WHAT THE TASK REQUIRES | Wherever the string "think" appears in a line of the listing below, report that line.

MATERIAL FOR THIS EXERCISE |
PR #5649, opened 2017-03-05
Add contextual searches to playlists, library and global search.

### LINKED ISSUE #5567: Enable search-by-artist and search-by-album when right-clicking on a song in playlist or search.
### Before posting

- [X] I checked the issue tracker for similar issues
- [X] I checked the [changelog](https://github.com/clementine-player/Clementine/blob/master/Changelog) if the issue is already resolved
- [X] I tried the latest Clementine build from [here](https://builds.clementine-player.org/)

### System information

- Operating System: Arch
- Clementine version: 1.3.1

Clementine should allow the user to search by artist or search by album by right-clicking on a search result, or a song in a playlist, and selecting the corresponding option. 

Example: User searches for song X, knowing it's on album Y. Instead of having to then search for album Y manually, the user right clicks on the result for song X, and selects "search by/for album", which returns the entire album.

JacobHenner:
Closes #5567

### DIFF
--- a/src/globalsearch/globalsearchview.cpp
+++ b/src/globalsearch/globalsearchview.cpp
@@ -465,15 +465,14 @@ bool GlobalSearchView::ResultsContextMenuEvent(QContextMenuEvent* event) {
       SLOT(AddSelectedToPlaylistEnqueue()));
 
   context_menu_->addSeparator();
+
   if (ui_->results->selectionModel() &&
       ui_->results->selectionModel()->selectedRows().length() == 1) {
     context_actions_ << context_menu_->addAction(
         IconLoader::Load("system-search", IconLoader::Base),
-        tr("Search for artist"), this, SLOT(SearchForArtist()));
-    context_actions_ << context_menu_->addAction(
-        IconLoader::Load("system-search", IconLoader::Base),
-        tr("Search for album"), this, SLOT(SearchForAlbum()));
+        tr("Search for this"), this, SLOT(SearchForThis()));
   }
+
   context_menu_->addSeparator();
   context_menu_->addMenu(tr("Group by"))
       ->addActions(group_by_actions_->actions());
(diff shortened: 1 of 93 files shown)


src/globalsearch/globalsearchview.cpp
```diff
@@ -515,6 +525,32 @@ void GlobalSearchView::OpenSelectedInNewPlaylist() {
   emit AddToPlaylist(data);
 }
 
+void GlobalSearchView::SearchForArtist() {
+  if (const SongMimeData* data = qobject_cast<const SongMimeData*>(SelectedMimeData())) {
+    if (data && !data->songs.isEmpty() && !data->songs.first().artist().isEmpty()) {
+      StartSearch(data->songs.first().artist().simplified());
+    }
+  }
```
hatstand: Should be the same line as the `else if`. Run `make format` to fix.

JacobHenner:
I've noticed that this does not work as expected if you select an album rather than a song under the library view. Will investigate sometime this week. This is not an issue with global search.

src/globalsearch/globalsearchview.cpp
JacobHenner: `make format` did not fix this for me. I'll do it manually.

JacobHenner:
@hatstand Fixed the issues I was encountering, and the formatting. Should be good to go.

JacobHenner:
Found a minor bug where selecting "search for this" on an album in Library view results in a prefixed entry in the search box. Will investigate.

src/library/libraryview.cpp
```diff
@@ -709,6 +737,29 @@ void LibraryView::FilterReturnPressed() {
...
+  SaveFocus();
+  if (!last_selected_song_.album().isEmpty()) {
+    filter_->ShowInLibrary(last_selected_song_.album().simplified());
+  }
+}
+
+void LibraryView::SearchForThis() {
+  SaveFocus();
+  if (!last_selected_container_.isEmpty()) {
+    filter_->ShowInLibrary(last_selected_container_.simplified());
```
JacobHenner: Is there any way to get a more predictable result for last_selected_container_? Right now, it varies based upon the sorting/grouping method used. For example: 

2chainz

selecting "search for this" results in a search for `2013B.O.A.T.S. II #MeTime`. 

Searching for 
screenshot from 2017-03-14 23-00-40

results in a search for `10302009 i  festival 8 ca`

JacobHenner: Figured it out. Will tackle tomorrow.

JacobHenner: So I see two options here: 
1. Search for exactly what's being displayed when a user clicks "search for this" on a divider, which might not return results if the album year is included as per the sorting preferences.
2. Modify librarymodel.cpp to record the album, album artist, or artist for each divider (depending on type of divider), and search for that. 

Which is more suitable?

Fat-Zer:
If in library view settings "Show only duplicates/untaged" is set thus the Filter field is disabled (why/should it?), but it can still be populated by "Search for *" actions.

JacobHenner:
@Fat-Zer I will take a look at this.

Also, just noticed a bug/inconsistency in global search when right-clicking on a container/divider. Going to bring it in-line with the Library search behavior of "search for this" if possible.

src/library/libraryview.cpp
hatstand: It would be pretty weird if a user could initiate a search from there that resulted in zero results.

JacobHenner:
@hatstand Would a schema update be acceptable in order to complete this feature?

hatstand:
If you need it, sure.

JacobHenner:
Updated to show "search for this" instead of album/artist search in both global and library views for a more consistent experience. User can click on headers in tree to search for artist or album, or whatever other attributes user decides to sort tree by.

JacobHenner:
@hatstand Any thoughts?

JacobHenner:
Anyone available to review this?

JacobHenner:
Rebased

hatstand:
I think you forgot to include the new schema

JacobHenner:
@hatstand Indeed. Fixing now, standby.

JacobHenner:
@hatstand Fixed.

JacobHenner:
@hatstand  This should be ready

hatstand:
I still don't see a schema

JacobHenner:
@hatstand Added. Must have gotten lost in a bad rebase, sorry.

JacobHenner:
This should be good to go.

hatstand:
Travis says this doesn't build, please fix.

JacobHenner:
That was embarrassing. Looks like some extraneous text made its way into that commit. It should build now...

JacobHenner:
Yep, it's good.

JacobHenner:
Thank you, sir!

PR #5658, opened 2017-03-11
Refactor FHT class (fixes buffer overrun)

santigl:
These changes make the oldish `FHT` class code to use newer, safer structures. 

This avoids a potential buffer overrun [here](https://github.com/clementine-player/Clementine/compare/master...santigl:fht-refactor?expand=1#diff-1b0025c3a227af0f536329d279c4a2eeL92), where the `scope` size can be smaller than `fht_->size()`.

Because the code is too "convoluted" I didn't modify the algorithms, so pointers are still being passed as arguments.

Along modifications to the different analyzers to adopt those changes I made a few refactorings in their code as well, improving readability and making vector members use the `QVector` type everywhere it was possible.


hatstand:
Maybe we should just use something from fftw now instead.

Issue #5366, opened 2016-04-30
Hide the left part of the toolbar?


Movunh:
Hi,

I'm on Windows 7. I'm new on Clementine and I think it's close to be the best audio player ever for my personal use. However, a little problem bothers me, the left toolbar which pop up every time. I have a huge library and every time I see the left toolbar it reminds me that I will never get the courage to fix covers for 6to of folders (yeah, I know Album Art Downloader but I have some concerns about the fails). 
It looks like that for almost every single album: http://www.imagebam.com/image/97547f480776682
I don't need track informations too, I have them in the playlist. 
I would feel very grateful if you could find a way to hide it.

Thank you in advance.

Movunh:
I just modified the presentation. I apologize for my broken english, my first language is french.

Fat-Zer:
Are you talking about hiding album image on the nowplaying widget, or the whole nowplaying widget, or the whole sidebar with library browser/artist&track info/etc?

Movunh:
Thanks for the response. I want to keep the library, I'm talking about hiding the whole nowplaying widget (album image+_track title_+artist+album), this is what I really want but hiding album image would already be a significant improvement for me.

Movunh:
Is there any chance that you could at least add an option to hide album image and realign properties in the next releases?

PR #5667, opened 2017-03-15
NowPlayingWidget: add option to disable cover display

santigl:
(Feature request #5366)


Fat-Zer:
I was experimenting with it a while ago... don't you think it looks just a bit crappy?

santigl:
It maybe looks kind of weird, after being used to seeing some image there all the time.

emre-aydin:
I also need this functionality. Since it's optional, I don't think it would matter if it looks good or not.

Issue #5659, opened 2017-03-13
Unable to add stream url


andrew-filippov:
Hi,
I have a troubles with adding new streams with urls as follow:
`http://8.38.78.173:8240/listen.pls?sid=1`

(this url is was picked from http://www.internet-radio.com).
Url without any parameters work fine.

### System information

Please provide information about your system and the version of Clementine used.

- Operating System: XUbuntu 16.04
- Clementine version: v1.2.3

santigl:
This seems to be a problem with GStreamer. It has been reported in the past (#5399 for example).

I think a possible solution would be to try taking a look at the URL's MIME type. The current code seems to assume that GStreamer would do that, but for some reason it is not. 

(Perhaps that functionality changed in 1.0? Maybe @hatstand, @davidsansome or @amuttsch know.)

Meanwhile, @andrew-filippov, you can add the direct stream URL, [http://8.38.78.173:8240/stream](http://8.38.78.173:8240/stream), or download the .pls file and open it locally. Both alternatives seem to be working.

Issue #5399, opened 2016-06-05
.PLS files in Ubnutu 16.04


fwd079:
Good morning,

### Before posting

Please follow the steps below and check the boxes with [x] once you did the step.

- [x] I checked the issue tracker for similar issues
- [x] I checked the [changelog](https://github.com/clementine-player/Clementine/blob/master/Changelog) if the issue is already resolved
- [x] I tried the latest Clementine build from [here](https://builds.clementine-player.org/)

### System information

Please provide information about your system and the version of Clementine used.

- Operating System:  **Ubuntu 16.04 64bit**
- Clementine version: 1.3.1

### Expected behaviour / actual behaviour
**Expected:** Paste URL in search bar / Add via Add Stream:
http://stereoscenic.com/pls/pill-hi-aac.pls
Listen to music.

**Actual:** Paste URL in search bar / Add via Add Stream:
http://stereoscenic.com/pls/pill-hi-aac.pls
Nothing happens. (also tried http://stereoscenic.com/pls/pill-hi-mp3.pls)

### Steps to reproduce the problem (only for bugs)
Since I know this is a bug, follow the steps please:
Paste URL in search bar / Add via Add Stream:
http://stereoscenic.com/pls/pill-hi-aac.pls
Result: Nothing happens. (also try http://stereoscenic.com/pls/pill-hi-mp3.pls)

I have installed Audacious and above step works fine, so I know for a fact this is **not a Ubuntu 16.04 issue**. Please I do not want to back-port/install old packages etc. 

May I please request to ping here when the bug is fixed in Clementine?

Thanks.

santigl:
Thanks for reporting the bug. I could recreate in Debian 64 bits. 

Apparently, in function [`SongLoader::LoadRemote()`](https://github.com/clementine-player/Clementine/blob/fde64e31b8b7016050512c46c551b5098821fb27/src/core/songloader.cpp#L369) GStreamer's`typefind` is not detecting the format of the playlist. 

In addition, callback function [`SongLoader::DataReady()`](https://github.com/clementine-player/Clementine/blob/fde64e31b8b7016050512c46c551b5098821fb27/src/core/songloader.cpp#L450) is not being triggered. That function would normally detect the file as a PLS playlist (I could verify that, by forcing it to execute, the playlist format is correctly identified through the *magic*).

santigl:
Sorry, @fwd079. I should have added that meanwhile, if you download the .pls and add it through the *Add file* button, the stream plays.

[...]

Issue #4977, opened 2015-08-04
Can't play Shoutcast Stream


TyrasNistru:
Version: 1.2.3-1241-gfbe310b
OS: Windows 10

I'm trying to open the stream http://radioarquivodorock.com.br:9998/listen.pls on Clemetine, But it got stuck in "Loading Tracks: 0%"

Trying to reopen the stream without closing and reopening Clementine result in the status bar getting stacked entries ("Loading Tracks: 0%, Loading Tracks: 0%, Loading Tracks: 0%...")

Nelsyv:
This is happening to me as well, whenever I try to add the following streams:

http://www.bigblueswing.com:8002/listen.pls
http://50.7.173.162:2199/tunein/jazz.pls
http://50.7.173.162:2199/tunein/enieopyy.pls

OS: Windows 7 SP1
Version: 1.3.1 (the main stable release from the website, I downloaded it today)

seanbruno:
Choosing this issue as there appear to be two in the tracker for ShoutCast streams.

Command line attempt to access a known working shoutcast stream (with debug enabled) looks like this in the failure case:

10:02:19.966 DEBUG MainWindow:301                   Creating UI 
10:02:20.188 DEBUG MainWindow:846                   Creating equalizer 
10:02:20.190 DEBUG MainWindow:875                   Creating now playing widget 
10:02:20.323 DEBUG MainWindow:937                   Loading settings 
10:02:20.343 INFO  NetworkRemote:80                 Network Remote deactivated 
10:02:20.344 DEBUG MainWindow:1016                  Started 
10:02:20.344 DEBUG SongLoader:370                   Loading remote file  QUrl( "http://www.radio-kol.net/64/listen.pls" )  
10:02:20.377 INFO  DeviceManager:405                Device added: "/dev/cd0" 
10:02:21.007 ERROR SongLoader:517                   Could not determine type of stream. 
10:02:21.007 ERROR SongLoader:518                   gsttypefindelement.c(992): GstFlowReturn gst_type_find_element_chain_do_typefinding(GstTypeFindElement *, gboolean, gboolean) (): /GstPipeline:pipeline0/GstTypeFindElement:typefindelement0 
10:02:21.007 ERROR SongLoader:517                   Could not determine type of stream. 
[...]

PR #5671, opened 2017-03-17
Fix remote-playlist load

santigl:
As reported in #4977, #5659, #5399 and many others, the loading of remote playlists was broken.

These changes seek to fix that.

### DIFF
--- a/src/core/songloader.cpp
+++ b/src/core/songloader.cpp
@@ -34,6 +34,7 @@
 #include "config.h"
 #include "core/logging.h"
 #include "core/player.h"
+#include "core/utilities.h"
 #include "core/signalchecker.h"
 #include "core/song.h"
 #include "core/tagreaderclient.h"
@@ -115,6 +116,11 @@ SongLoader::Result SongLoader::Load(const QUrl& url) {
     return Success;
   }
 
+  // It could be a playlist, we give it a shot.
+  if (LoadRemotePlaylist(url_)) {
+    return Success;
+  }
+
   url_ = PodcastUrlLoader::FixPodcastUrl(url_);
 
   preload_func_ = std::bind(&SongLoader::LoadRemote, this);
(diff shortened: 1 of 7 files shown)


src/core/songloader.cpp
```diff
@@ -617,3 +620,64 @@ void SongLoader::StopTypefindAsync(bool success) {
...
+  // If the URL does not point to a playlist file we could handle,
+  // it returns false.
+
+  NetworkAccessManager manager;
+  QNetworkRequest req = QNetworkRequest(url);
+
+  // Getting headers:
+  QNetworkReply* reply = manager.head(req);
+  {
+    QEventLoop loop;
```
hatstand: `WaitForSignal(reply, SIGNAL(finished()));`

src/core/songloader.cpp
```diff
@@ -617,3 +620,64 @@ void SongLoader::StopTypefindAsync(bool success) {
...
+    QObject::connect(reply, SIGNAL(finished()), &loop, SLOT(quit()));
+    loop.exec();
+  }
+  if (reply->error() != QNetworkReply::NoError) {
+    qLog(Debug) << url.toString() << reply->errorString();
```
hatstand: `qLog(Error)`

src/core/songloader.cpp
```diff
@@ -617,3 +620,64 @@ void SongLoader::StopTypefindAsync(bool success) {
...
+  if (parser == nullptr) {
+    qLog(Debug) << url.toString() << "seems to not be a playlist";
+    return false;
+  }
+
+  // We know it is a playlist!
+  // Getting its contents:
+  reply = manager.get(req);
+  {
+    QEventLoop loop;
```
hatstand: `WaitForSignal(reply, SIGNAL(finished()))`

src/core/songloader.cpp
```diff
@@ -617,3 +620,64 @@ void SongLoader::StopTypefindAsync(bool success) {
...
+
+  ParserBase* parser = playlist_parser_->ParserForMimeType(mime_type);
+  if (parser == nullptr) {
+    qLog(Debug) << url.toString() << "seems to not be a playlist";
+    return false;
+  }
+
+  // We know it is a playlist!
+  // Getting its contents:
+  reply = manager.get(req);
```
hatstand: Use a different variable name to avoid confusion

src/core/utilities.cpp
```diff
@@ -231,6 +236,23 @@ QString GetTemporaryFileName() {
   return file;
 }
 
+QString SaveToTemporaryFile(const QByteArray& data) {
+  QString filename = GetTemporaryFileName();
```
hatstand: You should just directly use `QTemporaryFile` here to avoid any race conditions.

src/core/songloader.cpp
```diff
@@ -632,52 +634,49 @@ bool SongLoader::LoadRemotePlaylist(const QUrl& url) {
...
+  }
+
+  qLog(Debug) << url.toString() << "with MIME" << mime_type << "loading from"
               << playlist_filename;
 
   // ...and load it.
   LoadPlaylist(parser, playlist_filename);
 
-  file.remove();
+  QFile(playlist_filename).remove();
```
hatstand: It would probably be better if `Utilities::SaveToTemporaryFile()` returned a `QFile` so you don't need to do this.

src/core/utilities.cpp
santigl: Ok. I was trying to avoid having duplicate code.

src/core/songloader.cpp
santigl: You're right. But then the function in SongLoader would have to check the actual file to see that it was written, wouldn't it?

santigl: Should I change it to `QFile SaveToTemporaryFile(const QByteArray& data, bool* success)`?

PR #5677, opened 2017-03-24
add file .gitattributes and remove -j8 from make-parameters

mbrehmer:
The commits of this pull-request do two things:

- Adding a .gitattributes-file, to ensure correct tracking and diffing for different filetypes. (see commit 019dddc for details)
- Removing of the parameter -j8 from make-command in README.md. (see commit 1b729ad for reasons)

### DIFF
--- a/.gitattributes
+++ b/.gitattributes
@@ -1,0 +1,19 @@
+* text=auto
+
+*.cpp text diff=cpp
+*.h text diff=cpp
+*.in text
+*.txt text
+*.pem text
+*.css text diff=css
+*.md text
+*.sh text
+*.py text
+*.conf text
+*.README text
+*.js text
+
+*.png binary
+*.ttf binary
+*.icns binary
+*.ico binary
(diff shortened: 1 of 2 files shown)


mbrehmer:
@hatstand Have you read the whole commit descriptions of  019dddc and 1b729ad?
Both commits contain descriptions of what they do and why.

Anyway, let me explain it a bit more.

- Usually the files .gitignore and .gitattributes are the very beginning of a good Git repository.
Without a proper .gitattributes file, Git tracks binary files like simple (sourcecode-)textfiles. That causes inconsistent commits, if you want to track any binary files with Git. So you have to tell git which files are textfiles and which have to be tracked binary. By default Git tracks every file as a textfile.

- Running make with eight parallel processes (parameter -j 8) is a bad idea, if your machine hasn't at least eight **physical** cores. Hyper-Threating doesn't count here.
Make has the power to drive your system to its knees, if you run it with more threads than your number of physical cores. I had to learn that the hard way.

PR #5679, opened 2017-03-25
Fix some warnings shown on start-up

santigl:
> QColor::fromRgb: RGB parameters out of range 

> Couldn't load icon "find"

> QPainter::begin: Paint device returned engine == 0, type: 2

### DIFF
--- a/src/analyzers/analyzerbase.cpp
+++ b/src/analyzers/analyzerbase.cpp
@@ -241,9 +241,9 @@ QColor Analyzer::Base::getPsychedelicColor(const Scope& scope,
   rgb[1] = sqrt(rgb[1]) * ampFactor + bias;
   rgb[2] = sqrt(rgb[2]) * ampFactor + bias;
 
-  const int r = qMax(0, qMin(255, static_cast<int>(rgb[0])));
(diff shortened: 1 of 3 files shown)


src/analyzers/analyzerbase.cpp
```diff
@@ -236,12 +236,16 @@ QColor Analyzer::Base::getPsychedelicColor(const Scope& scope,
...
-  for (int i = 0; i < 3; ++i) {
-    // bias colours for a threshold around normally amplified audio
-    rgb[i] = qMin(255, (int)((sqrt(rgb[i]) * ampFactor) + bias));
-  }
+  // bias colours for a threshold around normally amplified audio
+  rgb[0] = sqrt(rgb[0]) * ampFactor + bias;
+  rgb[1] = sqrt(rgb[1]) * ampFactor + bias;
+  rgb[2] = sqrt(rgb[2]) * ampFactor + bias;
+
+  const int r = qMax(0, qMin(255, static_cast<int>(rgb[0])));
```
Fat-Zer: Note that there is a qBound() function for such stuff...

santigl: Thanks for pointing that out, @Fat-Zer!

Issue #5701, opened 2017-04-09
Using Clementine to delete a song from disk should not add song to the undo stack.


gdolphy2015:
### Before posting

Please follow the steps below and check the boxes with [x] once you did the step.

- [x] I checked the issue tracker for similar issues
- [x] I checked the [changelog](https://github.com/clementine-player/Clementine/blob/master/Changelog) if the issue is already resolved
- [x] I tried the latest Clementine build from [code](https://github.com/clementine-player/Clementine)

### System information

Please provide information about your system and the version of Clementine used.

- Operating System: Ubuntu 16.04.2
- Clementine version:  9f00e02

### Expected behaviour / actual behavior
Actual behavior: Undo option says you can undo a removed song, but does not actually restore the song.
Expected Behavior: Clementine should not add the deleted song from disk into the undo stack, and it should not be an option to undo a deleted song from disk anyway, because user is warned that it will be permanently deleted.

### Steps to reproduce the problem (only for bugs)
1. Open up Clementine with a playlist open.
2. Right Click on a song
3. Select "Delete from disk..."
4. Select "yes"
5. Right click anywhere in the playlist area again.
6. "Undo 1 remove song" will appear in the menu.

Issue #5576, opened 2017-01-03
Removing duplicates from playlist doesn't remove only duplicates


crissimaster:
### Before posting

Please follow the steps below and check the boxes with [x] once you did the step.

- [x] I checked the issue tracker for similar issues
- [x] I checked the [changelog](https://github.com/clementine-player/Clementine/blob/master/Changelog) if the issue is already resolved
- [x] I tried the latest Clementine build from [here](https://builds.clementine-player.org/)

### System information

Please provide information about your system and the version of Clementine used.

- Operating System: Kubuntu 16.04
- Clementine version: 1.3.1-268-g789c492

###
Expected behaviour:
Only duplicate entries will be removed from playlist to get single entries

Actual behaviour:
Duplicates gets removed and some other entries too

### Steps to reproduce the problem (only for bugs)
Add some files from file browser (see bug 1785) which adds all file twice. Then select on the context menu of playlist "Remove duplicates from playlist"

fralix:
For me too.

A few months ago, my music library had missing title information like there were missing information about the artist and the song title, often there were no tags:

Today I added most of them and now it removes less files wrongly.

I guess that clementine checks the file information and if they are missing it interpretes them as similar?

billcarlson:
An addition problem, removing is based on something other than filename. This doesn't make sense, often released songs versus live performance will have the same name, artist, etc.

Confirmed this via checking one specific song that I knew had two versions and testing.

soundsbeard:
same thing
os: manjaro kde
take any amount of tracks, delete all info about them, and clementine will consider them similar, even if they have different length, name, bitrate etc.

rmpbklyn:
> same thing
> os: manjaro kde
> take any amount of tracks, delete all info about them, and clementine will consider them similar, even if they have different length, name, bitrate etc.

same issue, the songs mostly different  filee sizes and  file names, lost 2days works to make the playlist

Svidro:
Still an issue in March, 2020, version 1.3.1

Remove duplicates removed a dozen or so songs that were all missing Artist information.

KaterFindus:
Still unresolved, as of July 2020...
v. 1.3.1 in Xubuntu 18.04.4 LTX x64.

PR #5702, opened 2017-04-09
Delete Undo Fix Attempt - Should Solve Issue #5701 Using Clementine to delete a song from disk should not be added to the undo stack

gdolphy2015:
Hello again, our Software team has come up with another solution, this time to #5701. When calling Playlist::removeRows, the third parameter (which was not used before in the method) is now used to differentiate between a song deleted from the disk and a song deleted from the playlist by the new added boolean. To check between the two, range.topLeft should be a valid index (which we can say is a delete from playlist), and by default QModelIndex() is invalid (which we can say is the delete from disk). 

This allows a deletion from disk to not be pushed onto the undo stack. And this allows a deletion just from the playlist to be pushed onto the undo stack. I hope you will consider this fix into Clementine, thank you for your time.

### DIFF
--- a/src/playlist/playlist.cpp
+++ b/src/playlist/playlist.cpp
@@ -1593,6 +1593,8 @@ bool Playlist::removeRows(int row, int count, const QModelIndex& parent) {
     // might have been invalidated.
     RemoveItemsWithoutUndo(row, count);
     undo_stack_->clear();
+  } else if (parent.isValid() == false && parent.operator ==(QModelIndex())){
+      RemoveItemsWithoutUndo(row, count);
   } else {
     undo_stack_->push(new PlaylistUndoCommands::RemoveItems(this, row, count));
   }
--- a/src/playlist/playlist.cpp
+++ b/src/playlist/playlist.cpp
@@ -1593,8 +1593,8 @@ bool Playlist::removeRows(int row, int count, const QModelIndex& parent) {
     // might have been invalidated.
     RemoveItemsWithoutUndo(row, count);
     undo_stack_->clear();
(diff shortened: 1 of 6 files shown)


src/playlist/playlist.cpp
```diff
@@ -1593,6 +1593,8 @@ bool Playlist::removeRows(int row, int count, const QModelIndex& parent) {
     // might have been invalidated.
     RemoveItemsWithoutUndo(row, count);
     undo_stack_->clear();
+  } else if (parent.isValid() == false && parent.operator ==(QModelIndex())){
```
hatstand: This condition is pretty weird

HighMans:
Formatting should be fixed.

src/playlist/playlist.cpp
```diff
@@ -1593,6 +1593,8 @@ bool Playlist::removeRows(int row, int count, const QModelIndex& parent) {
     // might have been invalidated.
     RemoveItemsWithoutUndo(row, count);
     undo_stack_->clear();
+  } else if (parent.isValid() == false && parent.operator==(QModelIndex())) {
```
hatstand: Surely this can just be `} else if (parent == QModelIndex()) {`

gdolphy2015:
Just updated it, definitely is a better way to simplify the condition. Thank you.

jonaski:
@hatstand  @gdolphy2015 
This PR should be reverted, it creates a bigger issue than it solves, it completely breaks the undo stack because it calls RemoveItemsWithoutUndo directly making it impossible to undo removing duplicate songs which is frequently removing to many songs for users, see issue #5917 and #5576

PR #5706, opened 2017-04-13
Simpler iconloader::Load() logic

latach:
This fixes a bug when clementine uses an icon from the system, even though it exists in it the *data* folder.

For example: the icons at the top of *playlistlistview.ui*, and at the top of *fileview.ui*


latach:
O thank you!

PR #7140, opened 2022-01-13
Delete README-TURKISH.md

kryger:
What was the motivation for singling out Turkish for translation? I haven't seen this "idiom" in any other github project. The fact that it's already outdated after a single update to the main README (#edb8c3b4ed8f976c6 not reflected in the Turkish version) proves it's not a good idea, clearly it's not guaranteed to maintained as part of the mainline and could cause confusion.
In 2022 I'd assume anyone determined enough to find and visit a project's page on github would know how to translate the page into their own language if they need to.


hatstand:
It was useful for someone 🤷

PR #7142, opened 2022-01-14
Remove the out-of-place Easter Egg

kryger:
Discovered while trying to understand how the filtering components are interconnected, this felt a bit surprising. Removing for the sake of clarity - unless it's used for testing or something?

YOUR SOLUTION |
I think you forgot to include the new schema
I'm on Windows 7. I'm new on Clementine and I think it's close to be the best audio player ever for my personal use. However, a little problem bothers me, the left toolbar which pop up every time. I have a huge library and every time I see the left toolbar it reminds me that I will never get the courage to fix covers for 6to of folders (yeah, I know Album Art Downloader but I have some concerns about the fails). 
I was experimenting with it a while ago... don't you think it looks just a bit crappy?
I also need this functionality. Since it's optional, I don't think it would matter if it looks good or not.
I think a possible solution would be to try taking a look at the URL's MIME type. The current code seems to assume that GStreamer would do that, but for some reason it is not. 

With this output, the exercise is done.